# Math Insight

### Applet Introduction Video: The dynamics of a population with harvesting of a fixed number each time period

This video is an introduction to the applet: The dynamics of a population with harvesting of a fixed number each time period.

This applet illustrates how the population size of some animal species evolves over time when a fixed number of the species are regularly harvested, which is a euphemism for killed, usually for the physical or economic benefit of the harvester. The horizontal axis represents time $t$ in terms of time bins of some arbitrary length. You can imagine each unit of time represents a year, a month or a day. Here we are plotting 100 of these time bins. The vertical axis represents some measurement of the size of the population, presumably the number of individuals in the population, but it doesn't really matter what measurement is used. We use the variable $p$ for the population size, so that $p_t$ is the population size in time bin $t$. Each green dot represents the population size during a particular time period.
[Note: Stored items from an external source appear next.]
PR #6243, opened 2024-02-23
Move coupon referrers to separate db table

drbyte:
Due to catalog-side query lookups that cannot use an index, this approach may be more performant.

Ref #6193
Ref #6211

### DIFF
--- a/admin/coupon_admin.php
+++ b/admin/coupon_admin.php
@@ -286,7 +286,6 @@ switch ($_GET['action']) {
       'coupon_type' => zen_db_prepare_input($coupon_type),
       'uses_per_coupon' => (int)$_POST['coupon_uses_coupon'],
       'uses_per_user' => (int)$_POST['coupon_uses_user'],
-      'referrer' => $_POST['coupon_referrer'] ?: 'null',
       'coupon_minimum_order' => (float)$_POST['coupon_min_order'],
       'restrict_to_products' => zen_db_prepare_input($_POST['coupon_products']),
       'restrict_to_categories' => zen_db_prepare_input($_POST['coupon_categories']),
@@ -318,6 +317,17 @@ switch ($_GET['action']) {
         ];
         zen_db_perform(TABLE_COUPONS_DESCRIPTION, $sql_data_desc_array, 'update', "coupon_id = " . (int)$_GET['cid'] . " and language_id = " . (int)$languages[$i]['id']);
       }
+      // referrers
+        $trimmed_referrers = array_map(static fn($referrer) => trim($referrer), explode(',', $_POST['coupon_referrer'] ?? []));
+        foreach ($trimmed_referrers as $referrer) {
+            if (empty(CouponValidation::referrer_already_assigned($referrer))) {
+                $sql_data_array = [
+                    'referrer_domain' => $referrer,
+                    'coupon_id' => (int)$_GET['cid'],
+                ];
+                zen_db_perform(TABLE_COUPON_REFERRERS, $sql_data_array);
+            }
+        }
     } else {
       zen_db_perform(TABLE_COUPONS, $sql_data_array);
       $cid = $db->insert_ID();
@@ -329,6 +339,17 @@ switch ($_GET['action']) {
         $sql_data_marray[$i]['language_id'] = (int)$language_id;
         zen_db_perform(TABLE_COUPONS_DESCRIPTION, $sql_data_marray[$i]);
       }
+      // referrers
+        $trimmed_referrers = array_map(static fn($referrer) => trim($referrer), explode(',', $_POST['coupon_referrer'] ?? []));
+        foreach ($trimmed_referrers as $referrer) {
+            if (empty(CouponValidation::referrer_already_assigned($referrer))) {
+                $sql_data_array = [
+                    'referrer_domain' => $referrer,
+                    'coupon_id' => (int)$_GET['cid'],
+                ];
+                zen_db_perform(TABLE_COUPON_REFERRERS, $sql_data_array);
+            }
+        }
     }
     zen_redirect(zen_href_link(FILENAME_COUPON_ADMIN, 'cid=' . $_GET['cid'] . (isset($_GET['status']) ? '&status=' . $_GET['status'] : '') . (isset($_GET['page']) ? '&page=' . $_GET['page'] : '')));
 }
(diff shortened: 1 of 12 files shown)


drbyte:
@neekfenwick What do you think of this approach?

neekfenwick:
@drbyte It would certainly be more better in terms of DB design.  What files would need modifying in the install/upgrade SQL files? I have minimal experience in that area, I missed out one of them and you had to patch it up.  If we're creating a new table with indexes, do we write duplicate SQL in both the install & upgrade files?

I guess since this is such a new feature there won't be existing data in the single `coupons.referrer` field that needs to be migrated into the new `coupons_referrers` table, but at least an old 1.5.x database would need the new table creating.

drbyte:
I've already done all of the SQL etc in this PR. You can see some of the answers to your questions in the committed code.

Actually the only thing this PR doesn't cover is deciding whether to keep the UI you built in coupon_admin for adding referrers, or to just delete that code and let the new `coupon_referrers` page (available on the menu) be the only place to handle that ... instead of being in both places.  Right now the coupon_admin page doesn't let you remove referrers if already in the database (it only adds new ones if not found). But the coupon_referrers page lets you add/remove/edit/reassign.

zc_install/sql/updates/mysql_upgrade_zencart_200.sql
```diff
@@ -76,7 +76,22 @@ ALTER TABLE products_attributes ADD options_values_price_w varchar(150) NOT NULL
...
+CREATE TABLE coupon_referrers (
+  referrer_id int(11) NOT NULL AUTO_INCREMENT,
+  referrer_domain varchar(64) NOT NULL,
+  coupon_id INT(11) NOT NULL,
+  date_added timestamp NOT NULL DEFAULT CURRENT_TIMESTAMP,
+  updated_at timestamp NOT NULL DEFAULT CURRENT_TIMESTAMP ON UPDATE CURRENT_TIMESTAMP,
+  PRIMARY KEY  (referrer_id),
+  UNIQUE KEY idx_referrer_domain_zen (referrer_domain),
+  KEY idx_refcoupon_id_zen (coupon_id)
+) ENGINE=MyISAM;
```
lat9, line 91: Why is MyISAM being forced here?

admin/coupon_admin.php
```diff
@@ -318,6 +317,17 @@
         ];
         zen_db_perform(TABLE_COUPONS_DESCRIPTION, $sql_data_desc_array, 'update', "coupon_id = " . (int)$_GET['cid'] . " and language_id = " . (int)$languages[$i]['id']);
       }
+      // referrers
+      $trimmed_referrers = array_map(fn ($referrer) => trim($referrer), explode(',', $_POST['coupon_referrer'] ?? []));
```
lat9, line 321: PSR-12, 4.7: "...  there MUST NOT be a space between the method or function name and the opening parenthesis ..."

admin/coupon_admin.php
```diff
@@ -329,6 +339,17 @@
         $sql_data_marray[$i]['language_id'] = (int)$language_id;
         zen_db_perform(TABLE_COUPONS_DESCRIPTION, $sql_data_marray[$i]);
       }
+      // referrers
+      $trimmed_referrers = array_map(fn ($referrer) => trim($referrer), explode(',', $_POST['coupon_referrer'] ?? []));
```
lat9, line 343: As above.

lat9 (changes requested):

zc_install/sql/updates/mysql_upgrade_zencart_200.sql
drbyte: Artifact from copy/paste. Will remove the specific `ENGINE`

admin/coupon_admin.php
drbyte: There aren't any.

admin/coupon_admin.php
drbyte: ibid.

admin/coupon_admin.php
drbyte: Oh you meant between the `fn` keyword and the function parameter.

lat9 (approved):

drbyte:
TO DO as another PR (up for grabs to whomever wants it): 
- deciding whether to keep the widget UI @neekfenwick built in coupon_admin for adding referrers, or to just delete that code and let the new coupon_referrers page (available on the menu) be the only place to handle that ... instead of being in both places. 
- Right now the coupon_admin page doesn't let you actually remove referrers if already in the database (it only adds new ones if not found). You "can" delete them on-screen, BUT THE DELETE DOES NOT OCCUR IN THE DB.
- But the coupon_referrers page lets you add/remove/edit/reassign. Deletes do happen correctly there.

neekfenwick:
> * deciding whether to keep the widget UI @neekfenwick built in coupon_admin for adding referrers, or to just delete that code and let the new coupon_referrers page (available on the menu) be the only place to handle that ... instead of being in both places.

I was unaware of a new coupon_referrers page.  Why was this built if I'd handled the management of referrers in coupon_admin?

> * Right now the coupon_admin page doesn't let you actually remove referrers if already in the database (it only adds new ones if not found). You "can" delete them on-screen, BUT THE DELETE DOES NOT OCCUR IN THE DB.

This sounds impossible, the list of values provided on the UI is put together as a CSV string and overwrites the current `coupon.referrer` value in the database.  If one was removed, the string written to the DB doesn't include that referrer, i.e. it is deleted.

> * But the coupon_referrers page lets you add/remove/edit/reassign. Deletes do happen correctly there.

With this action going on in coupon_referrers, wiping out a bunch of work I've put into coupon_admin, I don't feel authoratative on any of this any more :) Do what you feel is best.

drbyte:
> Why was this built if I'd handled the management of referrers in coupon_admin?

@neekfenwick Apologies for the confusion.

The problem is that the db queries doing lookups in init_coupon on every page-visit were forced to use `LIKE %foo%` syntax which makes then non-indexable, requiring complete database table-scans. On a busy site that's a lot of slow queries. And on sites with a lot of coupons, the table-scans would take longer.
https://github.com/zencart/zencart/issues/6193

Reworking it to store the referrers in their own table fixes that problem, because the query can be an exact-match, making the lookup way more performant.

So, that's the problem that this was meant to solve. Sorry for not writing that out in the opening post; it was hidden behind the related issue link.

I didn't want to delete all the work you'd done already because I like what you did, so I merely adapted it, but didn't come up with a deletion strategy in that UI ... at the time. As for handling those deletes, I think I've got something that'll work. Renames will be a combination of delete-old-and-add-the-new.  Since they're always only related to a single coupon it's less complicated than it would be otherwise.

neekfenwick:
> I didn't want to delete all the work you'd done already because I like what you did, so I merely adapted it, but didn't come up with a deletion strategy in that UI ... at the time. As for handling those deletes, I think I've got something that'll work. Renames will be a combination of delete-old-and-add-the-new. Since they're always only related to a single coupon it's less complicated than it would be otherwise.

I thought my little UI I'd built on `coupon_admin` would do the whole job.  If your concern with deletes is figuring out which DB entity to delete, I'd use a bit of DB design that solves the problem since our data model is extremely simple.

```
CREATE TABLE coupon_referrers (
  coupon_id INT,
  referrer MEDIUMTEXT,
  PRIMARY KEY (coupon_id, referrer)
);
```

With the composite primary key you don't need a unique integer id for each row such as `coupon_referrers_id`.  When a coupon is saved on `coupon_admin` you can delete all entities in `coupon_referrers` with that `coupon_id` and insert new rows for each referrer present on the admin UI. So, you don't have to figure out which existing referrers have been added or deleted, you just stick them all in the table en mass.

I can't remember exactly how indexes work, you may need a primary index on (coupon_id, referrer) and another one just on (referrer) so that the `init_coupons` lookup works, or if that lookup could use the primary index then you'd just need the one.

I haven't looked at the new `admin_coupon_referrers` admin page at all, so I may be wrong, but it sounds rather redundant to me.

Does that help or am I barking up the wrong tree?

drbyte:
> With the composite primary key you don't need a unique integer id for each row such as coupon_referrers_id. When a coupon is saved on coupon_admin you can delete all entities in coupon_referrers with that coupon_id and insert new rows for each referrer present on the admin UI. So, you don't have to figure out which existing referrers have been added or deleted, you just stick them all in the table en mass.

Excellent! I'll have a go at adjusting things.

neekfenwick:
> > Why was this built if I'd handled the management of referrers in coupon_admin?
> 
> @neekfenwick Apologies for the confusion.
> 
> The problem is that the db queries doing lookups in init_coupon on every page-visit were forced to use `LIKE %foo%` syntax which makes then non-indexable, requiring complete database table-scans. On a busy site that's a lot of slow queries. And on sites with a lot of coupons, the table-scans would take longer. #6193

Maybe I've got the wrong end of the stick, then.  I thought you'd built a totally separate `admin_coupon_referrers` page, on which a list of referrers is handled instead of handling their UI on the existing `admin_coupon` page.  If we're keeping a single coupons admin page, and just improving the DB design, then it's all gravy.  Sorry if I got confused.

Should be fairly (!) trivial since I've already written the various bits of code that deal with the single `coupon.referrer` field, just take that out and replace it with interaction with the new `coupon_referrers` table.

Hmm, something strange seems to be happening to the population size here.... Oh well, I'll let you worry about that.
The evolution of the population size is given by this equation. The change in the population size from time $t$ to time $t+1$ is this expression on the right. Right now it is set to 0.2 times $p_t$ minus 800, but we'll change that in a minute. The equation determines how the population at a time bin is calculated from the previous population size. Since the initial time is time bin zero, the initial population size is $p_0$. Right now, it is set to 3995, but we can change it either by typing a new number in the box or dragging the blue point with the mouse. The general form of the right side of the equation is some number $r$ times $p_t$ minus another number $h$. The number $r$ is the population growth rate and $h$ is the number of individuals harvested in each time bin. You can change these values by typing numbers in the boxes. You can see that the equation changes to reflect the new values.
The applet also calculates one special value for you, which is the equilibrium value $E$. It is displayed at the top and represented by the horizontal cyan line. The population change is zero if $p_t$ is $h$ divided by $r$, which is 800 with the current values. If you start with a population size that is exactly at the equilibrium, the population doesn't change at all in future times.